"""
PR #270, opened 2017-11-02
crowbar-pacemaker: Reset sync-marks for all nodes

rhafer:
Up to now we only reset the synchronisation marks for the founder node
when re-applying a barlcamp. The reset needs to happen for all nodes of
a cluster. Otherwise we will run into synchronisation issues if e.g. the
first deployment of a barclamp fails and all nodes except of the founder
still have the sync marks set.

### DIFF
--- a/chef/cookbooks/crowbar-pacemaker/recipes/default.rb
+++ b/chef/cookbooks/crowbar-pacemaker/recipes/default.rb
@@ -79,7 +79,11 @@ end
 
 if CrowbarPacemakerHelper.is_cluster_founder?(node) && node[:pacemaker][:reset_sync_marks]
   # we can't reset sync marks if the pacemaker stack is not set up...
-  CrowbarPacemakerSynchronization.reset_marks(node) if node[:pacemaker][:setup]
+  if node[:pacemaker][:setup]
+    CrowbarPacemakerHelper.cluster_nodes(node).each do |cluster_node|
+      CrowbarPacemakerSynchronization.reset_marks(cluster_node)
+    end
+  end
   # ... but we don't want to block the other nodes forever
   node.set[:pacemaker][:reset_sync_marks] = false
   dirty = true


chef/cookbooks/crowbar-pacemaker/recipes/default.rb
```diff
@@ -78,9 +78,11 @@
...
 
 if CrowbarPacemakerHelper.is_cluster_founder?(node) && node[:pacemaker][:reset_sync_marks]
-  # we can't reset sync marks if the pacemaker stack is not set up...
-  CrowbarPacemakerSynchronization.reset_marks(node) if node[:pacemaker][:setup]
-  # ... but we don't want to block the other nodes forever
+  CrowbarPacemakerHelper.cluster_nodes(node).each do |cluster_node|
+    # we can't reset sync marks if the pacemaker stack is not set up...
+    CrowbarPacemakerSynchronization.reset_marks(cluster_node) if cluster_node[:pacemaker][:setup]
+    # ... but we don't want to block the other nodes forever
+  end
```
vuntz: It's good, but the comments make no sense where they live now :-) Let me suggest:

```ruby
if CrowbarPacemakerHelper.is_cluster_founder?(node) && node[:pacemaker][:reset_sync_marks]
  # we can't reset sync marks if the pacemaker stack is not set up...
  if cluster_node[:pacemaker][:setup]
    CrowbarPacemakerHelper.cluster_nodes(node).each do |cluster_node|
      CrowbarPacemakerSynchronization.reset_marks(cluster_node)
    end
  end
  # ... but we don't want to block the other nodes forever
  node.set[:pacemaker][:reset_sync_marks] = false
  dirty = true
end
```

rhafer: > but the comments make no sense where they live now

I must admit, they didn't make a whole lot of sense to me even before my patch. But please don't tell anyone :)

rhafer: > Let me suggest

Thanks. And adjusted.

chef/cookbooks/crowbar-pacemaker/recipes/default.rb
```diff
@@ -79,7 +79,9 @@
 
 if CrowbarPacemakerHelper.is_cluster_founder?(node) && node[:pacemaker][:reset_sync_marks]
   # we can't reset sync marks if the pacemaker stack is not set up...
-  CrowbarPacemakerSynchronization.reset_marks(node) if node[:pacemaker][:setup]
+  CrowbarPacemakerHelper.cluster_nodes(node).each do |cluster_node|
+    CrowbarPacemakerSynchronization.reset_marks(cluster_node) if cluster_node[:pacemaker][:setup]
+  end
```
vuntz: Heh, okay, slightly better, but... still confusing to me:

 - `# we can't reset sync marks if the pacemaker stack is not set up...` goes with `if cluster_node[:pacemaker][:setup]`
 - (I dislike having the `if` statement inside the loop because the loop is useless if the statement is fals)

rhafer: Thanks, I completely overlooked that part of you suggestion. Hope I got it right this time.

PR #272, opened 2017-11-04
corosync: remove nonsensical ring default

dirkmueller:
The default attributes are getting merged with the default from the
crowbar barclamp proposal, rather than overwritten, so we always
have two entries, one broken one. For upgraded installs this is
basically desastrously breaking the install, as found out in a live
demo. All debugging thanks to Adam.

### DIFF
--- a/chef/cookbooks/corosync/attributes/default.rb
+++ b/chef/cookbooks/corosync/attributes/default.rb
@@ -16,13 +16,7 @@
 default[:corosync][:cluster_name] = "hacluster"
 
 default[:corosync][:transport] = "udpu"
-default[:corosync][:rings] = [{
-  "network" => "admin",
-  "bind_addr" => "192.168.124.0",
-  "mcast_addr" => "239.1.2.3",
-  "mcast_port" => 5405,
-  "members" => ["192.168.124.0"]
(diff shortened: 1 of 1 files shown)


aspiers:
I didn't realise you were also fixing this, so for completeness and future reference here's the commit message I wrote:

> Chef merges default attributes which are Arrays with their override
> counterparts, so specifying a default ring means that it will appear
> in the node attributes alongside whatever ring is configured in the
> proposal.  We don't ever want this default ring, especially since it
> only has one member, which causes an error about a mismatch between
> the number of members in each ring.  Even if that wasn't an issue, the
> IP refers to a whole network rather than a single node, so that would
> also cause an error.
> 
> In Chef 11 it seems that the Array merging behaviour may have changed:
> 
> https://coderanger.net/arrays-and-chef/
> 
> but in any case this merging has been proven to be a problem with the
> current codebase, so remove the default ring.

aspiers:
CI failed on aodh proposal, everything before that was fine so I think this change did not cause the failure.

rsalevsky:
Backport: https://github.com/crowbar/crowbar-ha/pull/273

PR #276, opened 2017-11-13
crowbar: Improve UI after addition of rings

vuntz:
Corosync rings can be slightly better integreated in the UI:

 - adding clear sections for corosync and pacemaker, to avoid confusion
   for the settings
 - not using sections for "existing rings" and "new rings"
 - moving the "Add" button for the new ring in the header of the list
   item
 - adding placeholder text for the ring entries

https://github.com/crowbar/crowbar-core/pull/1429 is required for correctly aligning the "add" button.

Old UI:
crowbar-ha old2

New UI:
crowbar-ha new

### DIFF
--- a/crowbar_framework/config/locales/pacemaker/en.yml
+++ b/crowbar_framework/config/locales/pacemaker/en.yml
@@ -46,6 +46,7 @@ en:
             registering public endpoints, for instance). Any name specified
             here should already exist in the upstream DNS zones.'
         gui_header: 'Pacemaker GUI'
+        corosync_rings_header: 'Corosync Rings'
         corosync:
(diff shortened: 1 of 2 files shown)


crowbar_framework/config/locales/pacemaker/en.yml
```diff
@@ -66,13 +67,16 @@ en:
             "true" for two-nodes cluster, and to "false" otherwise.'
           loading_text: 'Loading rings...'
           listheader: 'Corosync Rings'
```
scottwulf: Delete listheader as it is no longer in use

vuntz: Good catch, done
"""
* **TASK DESCRIPTION**
Every line above should be written out again exactly as it stands.

* **REPLY TO THE EXERCISE**
PR #270, opened 2017-11-02
crowbar-pacemaker: Reset sync-marks for all nodes

rhafer:
Up to now we only reset the synchronisation marks for the founder node
when re-applying a barlcamp. The reset needs to happen for all nodes of
a cluster. Otherwise we will run into synchronisation issues if e.g. the
first deployment of a barclamp fails and all nodes except of the founder
still have the sync marks set.

### DIFF
--- a/chef/cookbooks/crowbar-pacemaker/recipes/default.rb
+++ b/chef/cookbooks/crowbar-pacemaker/recipes/default.rb
@@ -79,7 +79,11 @@ end
 
 if CrowbarPacemakerHelper.is_cluster_founder?(node) && node[:pacemaker][:reset_sync_marks]
   # we can't reset sync marks if the pacemaker stack is not set up...
-  CrowbarPacemakerSynchronization.reset_marks(node) if node[:pacemaker][:setup]
+  if node[:pacemaker][:setup]
+    CrowbarPacemakerHelper.cluster_nodes(node).each do |cluster_node|
+      CrowbarPacemakerSynchronization.reset_marks(cluster_node)
+    end
+  end
   # ... but we don't want to block the other nodes forever
   node.set[:pacemaker][:reset_sync_marks] = false
   dirty = true


chef/cookbooks/crowbar-pacemaker/recipes/default.rb
```diff
@@ -78,9 +78,11 @@
...
 
 if CrowbarPacemakerHelper.is_cluster_founder?(node) && node[:pacemaker][:reset_sync_marks]
-  # we can't reset sync marks if the pacemaker stack is not set up...
-  CrowbarPacemakerSynchronization.reset_marks(node) if node[:pacemaker][:setup]
-  # ... but we don't want to block the other nodes forever
+  CrowbarPacemakerHelper.cluster_nodes(node).each do |cluster_node|
+    # we can't reset sync marks if the pacemaker stack is not set up...
+    CrowbarPacemakerSynchronization.reset_marks(cluster_node) if cluster_node[:pacemaker][:setup]
+    # ... but we don't want to block the other nodes forever
+  end
```
vuntz: It's good, but the comments make no sense where they live now :-) Let me suggest:

```ruby
if CrowbarPacemakerHelper.is_cluster_founder?(node) && node[:pacemaker][:reset_sync_marks]
  # we can't reset sync marks if the pacemaker stack is not set up...
  if cluster_node[:pacemaker][:setup]
    CrowbarPacemakerHelper.cluster_nodes(node).each do |cluster_node|
      CrowbarPacemakerSynchronization.reset_marks(cluster_node)
    end
  end
  # ... but we don't want to block the other nodes forever
  node.set[:pacemaker][:reset_sync_marks] = false
  dirty = true
end
```

rhafer: > but the comments make no sense where they live now

I must admit, they didn't make a whole lot of sense to me even before my patch. But please don't tell anyone :)

rhafer: > Let me suggest

Thanks. And adjusted.

chef/cookbooks/crowbar-pacemaker/recipes/default.rb
```diff
@@ -79,7 +79,9 @@
 
 if CrowbarPacemakerHelper.is_cluster_founder?(node) && node[:pacemaker][:reset_sync_marks]
   # we can't reset sync marks if the pacemaker stack is not set up...
-  CrowbarPacemakerSynchronization.reset_marks(node) if node[:pacemaker][:setup]
+  CrowbarPacemakerHelper.cluster_nodes(node).each do |cluster_node|
+    CrowbarPacemakerSynchronization.reset_marks(cluster_node) if cluster_node[:pacemaker][:setup]
+  end
```
vuntz: Heh, okay, slightly better, but... still confusing to me:

 - `# we can't reset sync marks if the pacemaker stack is not set up...` goes with `if cluster_node[:pacemaker][:setup]`
 - (I dislike having the `if` statement inside the loop because the loop is useless if the statement is fals)

rhafer: Thanks, I completely overlooked that part of you suggestion. Hope I got it right this time.

PR #272, opened 2017-11-04
corosync: remove nonsensical ring default

dirkmueller:
The default attributes are getting merged with the default from the
crowbar barclamp proposal, rather than overwritten, so we always
have two entries, one broken one. For upgraded installs this is
basically desastrously breaking the install, as found out in a live
demo. All debugging thanks to Adam.

### DIFF
--- a/chef/cookbooks/corosync/attributes/default.rb
+++ b/chef/cookbooks/corosync/attributes/default.rb
@@ -16,13 +16,7 @@
 default[:corosync][:cluster_name] = "hacluster"
 
 default[:corosync][:transport] = "udpu"
-default[:corosync][:rings] = [{
-  "network" => "admin",
-  "bind_addr" => "192.168.124.0",
-  "mcast_addr" => "239.1.2.3",
-  "mcast_port" => 5405,
-  "members" => ["192.168.124.0"]
(diff shortened: 1 of 1 files shown)


aspiers:
I didn't realise you were also fixing this, so for completeness and future reference here's the commit message I wrote:

> Chef merges default attributes which are Arrays with their override
> counterparts, so specifying a default ring means that it will appear
> in the node attributes alongside whatever ring is configured in the
> proposal.  We don't ever want this default ring, especially since it
> only has one member, which causes an error about a mismatch between
> the number of members in each ring.  Even if that wasn't an issue, the
> IP refers to a whole network rather than a single node, so that would
> also cause an error.
> 
> In Chef 11 it seems that the Array merging behaviour may have changed:
> 
> https://coderanger.net/arrays-and-chef/
> 
> but in any case this merging has been proven to be a problem with the
> current codebase, so remove the default ring.

aspiers:
CI failed on aodh proposal, everything before that was fine so I think this change did not cause the failure.

rsalevsky:
Backport: https://github.com/crowbar/crowbar-ha/pull/273

PR #276, opened 2017-11-13
crowbar: Improve UI after addition of rings

vuntz:
Corosync rings can be slightly better integreated in the UI:

 - adding clear sections for corosync and pacemaker, to avoid confusion
   for the settings
 - not using sections for "existing rings" and "new rings"
 - moving the "Add" button for the new ring in the header of the list
   item
 - adding placeholder text for the ring entries

https://github.com/crowbar/crowbar-core/pull/1429 is required for correctly aligning the "add" button.

Old UI:
crowbar-ha old2

New UI:
crowbar-ha new

### DIFF
--- a/crowbar_framework/config/locales/pacemaker/en.yml
+++ b/crowbar_framework/config/locales/pacemaker/en.yml
@@ -46,6 +46,7 @@ en:
             registering public endpoints, for instance). Any name specified
             here should already exist in the upstream DNS zones.'
         gui_header: 'Pacemaker GUI'
+        corosync_rings_header: 'Corosync Rings'
         corosync:
(diff shortened: 1 of 2 files shown)


crowbar_framework/config/locales/pacemaker/en.yml
```diff
@@ -66,13 +67,16 @@ en:
             "true" for two-nodes cluster, and to "false" otherwise.'
           loading_text: 'Loading rings...'
           listheader: 'Corosync Rings'
```
scottwulf: Delete listheader as it is no longer in use

vuntz: Good catch, done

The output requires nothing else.